◆ **Exercise requirements**
Give again, word for word, each line below starting at the one that contains "PR #750, opened 2026-01-31" and ending at the one that contains "# NOTE: could weight these".

◆ **Input**
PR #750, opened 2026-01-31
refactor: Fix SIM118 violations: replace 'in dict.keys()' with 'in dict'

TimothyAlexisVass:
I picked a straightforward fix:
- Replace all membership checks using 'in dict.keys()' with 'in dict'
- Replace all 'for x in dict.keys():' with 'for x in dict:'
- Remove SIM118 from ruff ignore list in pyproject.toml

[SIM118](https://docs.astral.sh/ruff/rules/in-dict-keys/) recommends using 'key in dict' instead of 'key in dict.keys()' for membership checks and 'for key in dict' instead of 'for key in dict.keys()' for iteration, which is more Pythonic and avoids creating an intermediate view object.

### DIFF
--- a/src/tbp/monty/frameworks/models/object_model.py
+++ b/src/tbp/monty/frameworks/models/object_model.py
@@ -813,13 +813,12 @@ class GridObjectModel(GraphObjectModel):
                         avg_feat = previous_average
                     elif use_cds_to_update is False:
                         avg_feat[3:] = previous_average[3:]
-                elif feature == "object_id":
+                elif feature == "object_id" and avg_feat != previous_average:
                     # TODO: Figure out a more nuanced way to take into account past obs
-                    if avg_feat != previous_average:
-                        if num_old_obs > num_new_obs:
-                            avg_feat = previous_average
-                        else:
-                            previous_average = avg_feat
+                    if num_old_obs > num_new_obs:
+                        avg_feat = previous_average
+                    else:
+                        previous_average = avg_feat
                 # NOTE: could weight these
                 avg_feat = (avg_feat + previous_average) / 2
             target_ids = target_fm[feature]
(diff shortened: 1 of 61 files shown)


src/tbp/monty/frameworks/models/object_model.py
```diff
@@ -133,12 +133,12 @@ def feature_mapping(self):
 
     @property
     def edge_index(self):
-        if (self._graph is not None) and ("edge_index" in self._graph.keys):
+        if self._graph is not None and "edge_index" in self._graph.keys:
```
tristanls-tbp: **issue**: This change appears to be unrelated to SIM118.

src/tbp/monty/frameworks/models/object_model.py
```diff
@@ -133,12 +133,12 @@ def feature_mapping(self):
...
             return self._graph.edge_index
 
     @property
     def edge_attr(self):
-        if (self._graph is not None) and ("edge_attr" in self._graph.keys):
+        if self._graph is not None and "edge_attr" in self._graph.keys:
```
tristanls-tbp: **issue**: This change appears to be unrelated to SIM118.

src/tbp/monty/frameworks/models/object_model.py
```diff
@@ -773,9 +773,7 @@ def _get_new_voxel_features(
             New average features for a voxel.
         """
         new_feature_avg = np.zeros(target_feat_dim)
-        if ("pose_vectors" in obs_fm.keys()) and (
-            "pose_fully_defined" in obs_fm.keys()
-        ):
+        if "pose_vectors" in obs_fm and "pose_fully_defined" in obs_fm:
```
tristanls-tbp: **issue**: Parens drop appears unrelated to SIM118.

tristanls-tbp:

==

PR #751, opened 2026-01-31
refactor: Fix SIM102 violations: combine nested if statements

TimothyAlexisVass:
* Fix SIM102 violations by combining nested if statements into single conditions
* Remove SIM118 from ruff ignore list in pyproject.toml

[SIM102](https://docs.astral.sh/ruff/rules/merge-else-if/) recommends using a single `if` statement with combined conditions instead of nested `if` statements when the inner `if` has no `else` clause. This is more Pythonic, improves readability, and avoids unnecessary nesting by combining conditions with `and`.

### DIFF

--

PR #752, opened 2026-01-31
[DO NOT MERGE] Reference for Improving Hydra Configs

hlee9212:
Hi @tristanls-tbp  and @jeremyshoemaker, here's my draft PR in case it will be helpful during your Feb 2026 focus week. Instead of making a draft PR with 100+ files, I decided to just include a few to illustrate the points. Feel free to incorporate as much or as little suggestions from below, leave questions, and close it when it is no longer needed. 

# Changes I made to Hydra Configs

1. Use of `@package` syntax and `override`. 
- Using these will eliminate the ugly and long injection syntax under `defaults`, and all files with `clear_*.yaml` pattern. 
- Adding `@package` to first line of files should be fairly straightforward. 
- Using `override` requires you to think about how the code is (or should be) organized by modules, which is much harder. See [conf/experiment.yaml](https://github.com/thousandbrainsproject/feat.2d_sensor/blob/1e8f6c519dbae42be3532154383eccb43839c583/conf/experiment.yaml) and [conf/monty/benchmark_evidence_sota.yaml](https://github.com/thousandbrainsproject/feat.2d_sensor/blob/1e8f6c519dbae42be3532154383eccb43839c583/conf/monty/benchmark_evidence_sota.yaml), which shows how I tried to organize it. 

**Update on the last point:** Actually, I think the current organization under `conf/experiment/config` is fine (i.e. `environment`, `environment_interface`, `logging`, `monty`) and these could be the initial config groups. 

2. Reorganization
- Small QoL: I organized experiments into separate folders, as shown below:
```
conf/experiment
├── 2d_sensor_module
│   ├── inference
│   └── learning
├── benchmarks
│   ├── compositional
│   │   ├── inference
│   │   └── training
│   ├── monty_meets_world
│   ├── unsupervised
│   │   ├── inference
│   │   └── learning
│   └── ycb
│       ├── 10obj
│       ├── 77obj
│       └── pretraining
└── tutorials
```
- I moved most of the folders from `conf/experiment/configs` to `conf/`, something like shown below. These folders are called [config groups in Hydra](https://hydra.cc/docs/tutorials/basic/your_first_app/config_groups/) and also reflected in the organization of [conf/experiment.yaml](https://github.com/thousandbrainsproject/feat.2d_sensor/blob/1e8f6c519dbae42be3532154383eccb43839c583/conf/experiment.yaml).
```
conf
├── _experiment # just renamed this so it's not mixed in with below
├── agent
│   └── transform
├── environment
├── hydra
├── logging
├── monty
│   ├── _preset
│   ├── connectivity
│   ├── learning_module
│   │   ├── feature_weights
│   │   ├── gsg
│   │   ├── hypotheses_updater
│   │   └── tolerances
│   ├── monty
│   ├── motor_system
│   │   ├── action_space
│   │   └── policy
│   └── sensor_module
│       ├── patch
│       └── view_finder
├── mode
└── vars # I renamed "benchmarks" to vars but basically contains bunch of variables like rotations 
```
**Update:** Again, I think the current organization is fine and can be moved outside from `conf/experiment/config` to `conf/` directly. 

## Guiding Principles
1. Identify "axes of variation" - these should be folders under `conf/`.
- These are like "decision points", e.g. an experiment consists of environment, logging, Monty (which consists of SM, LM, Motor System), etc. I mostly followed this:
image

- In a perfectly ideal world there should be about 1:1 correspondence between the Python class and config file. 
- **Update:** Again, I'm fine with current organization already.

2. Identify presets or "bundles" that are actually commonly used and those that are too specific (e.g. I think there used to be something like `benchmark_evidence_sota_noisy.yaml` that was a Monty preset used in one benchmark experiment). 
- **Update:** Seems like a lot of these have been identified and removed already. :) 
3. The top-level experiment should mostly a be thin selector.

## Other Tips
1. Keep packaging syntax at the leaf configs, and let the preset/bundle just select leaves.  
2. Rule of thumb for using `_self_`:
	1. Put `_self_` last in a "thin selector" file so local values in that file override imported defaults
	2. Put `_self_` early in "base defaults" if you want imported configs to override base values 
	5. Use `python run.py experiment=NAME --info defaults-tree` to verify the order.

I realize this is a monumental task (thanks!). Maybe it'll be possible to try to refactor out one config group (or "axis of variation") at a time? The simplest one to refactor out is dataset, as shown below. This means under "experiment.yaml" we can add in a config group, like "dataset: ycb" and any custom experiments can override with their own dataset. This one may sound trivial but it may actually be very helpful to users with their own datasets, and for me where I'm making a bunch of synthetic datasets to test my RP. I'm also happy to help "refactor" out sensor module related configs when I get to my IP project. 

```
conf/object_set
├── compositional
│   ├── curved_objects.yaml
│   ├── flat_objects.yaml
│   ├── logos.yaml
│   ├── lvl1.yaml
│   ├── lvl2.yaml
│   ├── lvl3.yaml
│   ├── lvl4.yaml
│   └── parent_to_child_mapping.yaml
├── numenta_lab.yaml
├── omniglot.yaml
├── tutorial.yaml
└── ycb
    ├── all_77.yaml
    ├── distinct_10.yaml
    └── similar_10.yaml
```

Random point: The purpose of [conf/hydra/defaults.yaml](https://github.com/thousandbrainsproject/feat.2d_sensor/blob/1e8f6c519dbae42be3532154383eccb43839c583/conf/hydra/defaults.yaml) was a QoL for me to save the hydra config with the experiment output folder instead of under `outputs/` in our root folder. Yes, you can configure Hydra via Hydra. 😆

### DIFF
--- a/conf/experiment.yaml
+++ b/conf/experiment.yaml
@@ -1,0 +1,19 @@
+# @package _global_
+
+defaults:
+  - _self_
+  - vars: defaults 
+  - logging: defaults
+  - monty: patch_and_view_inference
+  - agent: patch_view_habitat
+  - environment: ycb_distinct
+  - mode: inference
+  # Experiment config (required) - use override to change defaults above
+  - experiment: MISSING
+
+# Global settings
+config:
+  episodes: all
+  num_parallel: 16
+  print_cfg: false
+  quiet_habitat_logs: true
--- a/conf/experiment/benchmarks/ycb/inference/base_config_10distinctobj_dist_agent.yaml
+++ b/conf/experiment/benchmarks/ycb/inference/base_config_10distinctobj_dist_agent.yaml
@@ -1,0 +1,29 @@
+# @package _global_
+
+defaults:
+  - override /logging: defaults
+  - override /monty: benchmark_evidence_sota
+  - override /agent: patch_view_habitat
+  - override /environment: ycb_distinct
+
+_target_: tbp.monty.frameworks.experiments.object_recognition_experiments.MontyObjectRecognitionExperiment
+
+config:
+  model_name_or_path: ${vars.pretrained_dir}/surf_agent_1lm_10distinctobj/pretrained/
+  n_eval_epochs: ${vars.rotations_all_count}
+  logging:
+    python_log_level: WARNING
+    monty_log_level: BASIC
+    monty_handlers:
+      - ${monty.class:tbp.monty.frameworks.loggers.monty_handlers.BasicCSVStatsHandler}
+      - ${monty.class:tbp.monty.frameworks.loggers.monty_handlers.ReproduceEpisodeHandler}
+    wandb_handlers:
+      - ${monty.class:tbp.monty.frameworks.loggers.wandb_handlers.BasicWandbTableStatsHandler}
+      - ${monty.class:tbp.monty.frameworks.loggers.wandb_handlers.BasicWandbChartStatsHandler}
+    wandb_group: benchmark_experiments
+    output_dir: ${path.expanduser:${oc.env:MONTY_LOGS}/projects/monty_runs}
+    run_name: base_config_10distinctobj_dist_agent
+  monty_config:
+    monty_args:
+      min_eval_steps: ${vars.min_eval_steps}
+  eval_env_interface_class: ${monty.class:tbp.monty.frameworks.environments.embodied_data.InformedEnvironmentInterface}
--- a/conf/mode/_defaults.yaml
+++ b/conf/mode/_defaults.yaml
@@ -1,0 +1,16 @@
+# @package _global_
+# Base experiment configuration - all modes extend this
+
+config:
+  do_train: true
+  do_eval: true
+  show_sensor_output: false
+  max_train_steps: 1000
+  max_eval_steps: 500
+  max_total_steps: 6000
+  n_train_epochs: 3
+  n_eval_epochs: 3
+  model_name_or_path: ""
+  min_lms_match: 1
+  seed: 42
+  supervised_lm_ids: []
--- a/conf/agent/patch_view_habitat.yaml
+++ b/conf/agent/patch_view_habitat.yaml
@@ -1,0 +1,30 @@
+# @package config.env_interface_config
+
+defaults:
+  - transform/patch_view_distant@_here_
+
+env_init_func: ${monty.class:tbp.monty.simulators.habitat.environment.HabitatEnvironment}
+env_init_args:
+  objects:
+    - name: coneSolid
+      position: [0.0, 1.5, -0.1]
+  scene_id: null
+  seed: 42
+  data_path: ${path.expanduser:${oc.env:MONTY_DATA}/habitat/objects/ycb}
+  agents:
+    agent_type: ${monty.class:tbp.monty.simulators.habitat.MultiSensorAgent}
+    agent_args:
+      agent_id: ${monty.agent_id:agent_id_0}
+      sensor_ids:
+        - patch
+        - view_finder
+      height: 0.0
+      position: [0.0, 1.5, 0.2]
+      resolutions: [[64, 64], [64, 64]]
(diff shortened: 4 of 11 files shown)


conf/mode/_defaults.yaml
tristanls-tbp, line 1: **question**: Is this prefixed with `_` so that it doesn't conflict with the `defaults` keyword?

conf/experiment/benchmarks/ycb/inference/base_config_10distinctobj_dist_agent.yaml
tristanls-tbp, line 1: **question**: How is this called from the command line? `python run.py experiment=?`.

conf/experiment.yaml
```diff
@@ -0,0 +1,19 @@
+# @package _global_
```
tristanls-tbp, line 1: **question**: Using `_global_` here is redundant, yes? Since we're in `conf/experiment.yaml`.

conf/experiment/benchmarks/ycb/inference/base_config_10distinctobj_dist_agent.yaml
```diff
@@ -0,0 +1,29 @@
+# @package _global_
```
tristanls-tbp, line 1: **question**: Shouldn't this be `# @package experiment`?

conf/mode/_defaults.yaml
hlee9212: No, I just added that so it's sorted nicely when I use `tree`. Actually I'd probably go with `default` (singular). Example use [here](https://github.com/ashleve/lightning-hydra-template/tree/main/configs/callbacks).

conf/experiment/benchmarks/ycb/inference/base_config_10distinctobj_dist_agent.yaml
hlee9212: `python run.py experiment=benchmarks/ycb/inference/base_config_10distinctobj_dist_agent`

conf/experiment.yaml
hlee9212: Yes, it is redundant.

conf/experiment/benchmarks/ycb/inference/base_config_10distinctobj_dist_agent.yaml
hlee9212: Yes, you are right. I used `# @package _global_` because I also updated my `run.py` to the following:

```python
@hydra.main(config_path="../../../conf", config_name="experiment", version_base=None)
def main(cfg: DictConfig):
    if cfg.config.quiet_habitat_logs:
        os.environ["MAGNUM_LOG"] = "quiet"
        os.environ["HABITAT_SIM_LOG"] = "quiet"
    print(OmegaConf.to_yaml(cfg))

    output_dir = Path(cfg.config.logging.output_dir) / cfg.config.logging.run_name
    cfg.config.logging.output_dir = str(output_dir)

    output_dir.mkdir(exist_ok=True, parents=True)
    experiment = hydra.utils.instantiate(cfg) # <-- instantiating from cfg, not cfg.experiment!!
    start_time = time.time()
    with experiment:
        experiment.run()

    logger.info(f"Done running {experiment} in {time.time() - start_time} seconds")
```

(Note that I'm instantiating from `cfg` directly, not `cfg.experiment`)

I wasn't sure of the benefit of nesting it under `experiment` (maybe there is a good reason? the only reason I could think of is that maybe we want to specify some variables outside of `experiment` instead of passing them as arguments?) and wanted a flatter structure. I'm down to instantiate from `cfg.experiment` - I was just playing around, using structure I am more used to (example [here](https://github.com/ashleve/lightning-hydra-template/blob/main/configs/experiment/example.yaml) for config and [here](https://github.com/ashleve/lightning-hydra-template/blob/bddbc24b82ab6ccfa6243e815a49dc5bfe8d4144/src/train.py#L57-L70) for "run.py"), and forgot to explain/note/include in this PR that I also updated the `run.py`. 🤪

◆ **Your solution**
PR #750, opened 2026-01-31
refactor: Fix SIM118 violations: replace 'in dict.keys()' with 'in dict'

TimothyAlexisVass:
I picked a straightforward fix:
- Replace all membership checks using 'in dict.keys()' with 'in dict'
- Replace all 'for x in dict.keys():' with 'for x in dict:'
- Remove SIM118 from ruff ignore list in pyproject.toml

[SIM118](https://docs.astral.sh/ruff/rules/in-dict-keys/) recommends using 'key in dict' instead of 'key in dict.keys()' for membership checks and 'for key in dict' instead of 'for key in dict.keys()' for iteration, which is more Pythonic and avoids creating an intermediate view object.

### DIFF
--- a/src/tbp/monty/frameworks/models/object_model.py
+++ b/src/tbp/monty/frameworks/models/object_model.py
@@ -813,13 +813,12 @@ class GridObjectModel(GraphObjectModel):
                         avg_feat = previous_average
                     elif use_cds_to_update is False:
                         avg_feat[3:] = previous_average[3:]
-                elif feature == "object_id":
+                elif feature == "object_id" and avg_feat != previous_average:
                     # TODO: Figure out a more nuanced way to take into account past obs
-                    if avg_feat != previous_average:
-                        if num_old_obs > num_new_obs:
-                            avg_feat = previous_average
-                        else:
-                            previous_average = avg_feat
+                    if num_old_obs > num_new_obs:
+                        avg_feat = previous_average
+                    else:
+                        previous_average = avg_feat
                 # NOTE: could weight these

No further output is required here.